O objetivo da medida é garantir o ressarcimento aos cofres públicos e assegurar o futuro cumprimento da sentença em caso de condenação.
Foi apurado em um inquérito civil instaurado pela 1ª Promotoria de Justiça da Comarca de Braço do Norte que a investigada teria liderado um possível esquema ilegal para os desvios na Prefeitura, para proveito próprio.
A Promotora de Justiça Luísa Niencheski Calviera assegurou e o Judiciário entendeu que, além da gravidade das alegações e das fortes evidências de atos lesivos à administração pública, há prova robusta de que a ré estaria dilapidando o seu patrimônio, o que denotava a urgência para a concessão imediata da medida. Inclusive, ela teria informado em interrogatório não estar mais em posse do veículo.

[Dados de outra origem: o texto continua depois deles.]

PR #948, opened 2019-09-18
Improved build concurrency

dutor:
At compile time, we actually depend on the _**codegen**_ of the thrift files, but no need to _**compile**_ the generated files first.
With this PR, the overall build time could be reduced by nearly 30% in a 56 processors environment.

### DIFF
--- a/CMakeLists.txt
+++ b/CMakeLists.txt
@@ -380,9 +380,6 @@ macro(nebula_add_test)
     endif()
 endmacro()
 
-macro(nebula_build_after_base obj_name)
-endmacro()
-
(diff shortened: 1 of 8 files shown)


CMakeLists.txt
```diff
@@ -381,12 +381,23 @@ macro(nebula_add_test)
 endmacro()
 
 macro(nebula_build_after_base obj_name)
-    add_dependencies(${obj_name} base_obj)
 endmacro()
```
yixinglu: delete the unused macro `nebula_build_after_base`.

dutor: My bad

PR #957, opened 2019-09-19
Use manual configuration when generate go source code.

CPWstatic:
The default configuration of _**thrift_import**_ is out of date. It would not work well. So I replace it with a manual configuration.

### DIFF
--- a/cmake/ThriftGenerate.cmake
+++ b/cmake/ThriftGenerate.cmake
@@ -84,7 +84,7 @@ add_custom_command(
     --gen "mstch_cpp2:include_prefix=${include_prefix},process_in_event_base,stack_arguments"
     --gen "py"
     --gen "java:hashcode"
-    --gen "go"
+    --gen "go:thrift_import=github.com/facebook/fbthrift/thrift/lib/go/thrift"
     -o "." "${file_path}/${file_name}.thrift"
   DEPENDS "${file_path}/${file_name}.thrift"
   COMMENT "Generating thrift files for ${file_name}"


CPWstatic:
Jenkins go!

cmake/ThriftGenerate.cmake
```diff
@@ -84,7 +84,7 @@ add_custom_command(
     --gen "mstch_cpp2:include_prefix=${include_prefix},process_in_event_base,stack_arguments"
     --gen "py"
     --gen "java:hashcode"
-    --gen "go"
+    --gen "go:thrift_import=github.com/facebook/fbthrift/thrift/lib/go/thrift"
```
darionyaphet: why add the dependency when compile and generation source code？

CPWstatic: The generated code depends on it. It has a default value, but out of date.

CPWstatic:
Jenkins go!

cmake/ThriftGenerate.cmake
darionyaphet: But we use glide to manage the dependency.

CPWstatic: It is not about the dependency management. I mean the configuration of **thrift_import** is explicitly insert into the generated code. like:
```import "github.com/facebook/fbthrift/thrift/lib/go/thrift"```

dutor: @darionyaphet The default import path is _github.com/facebook/fbthrift-go_, which seems no longer exist. You could check on the output of `/path/to/the/fbthrift/generator --help`, i.e. `/opt/nebula/third-party/fbthrift/bin/thrift1 --help`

A servidora pública segue afastada da administração municipal após um pedido cautelar do MPSC, também acatado pela Justiça em maio deste ano. A medida fez-se necessária tendo em vista que os relatórios e demais documentos demonstraram que a ré teria incorporado dinheiro público ao patrimônio pessoal ilegalmente. Ficou demonstrado, ainda, que havia risco de que as possíveis irregularidades prosseguiriam, causando prejuízos ao erário e à legalidade de licitações e de contratações públicas.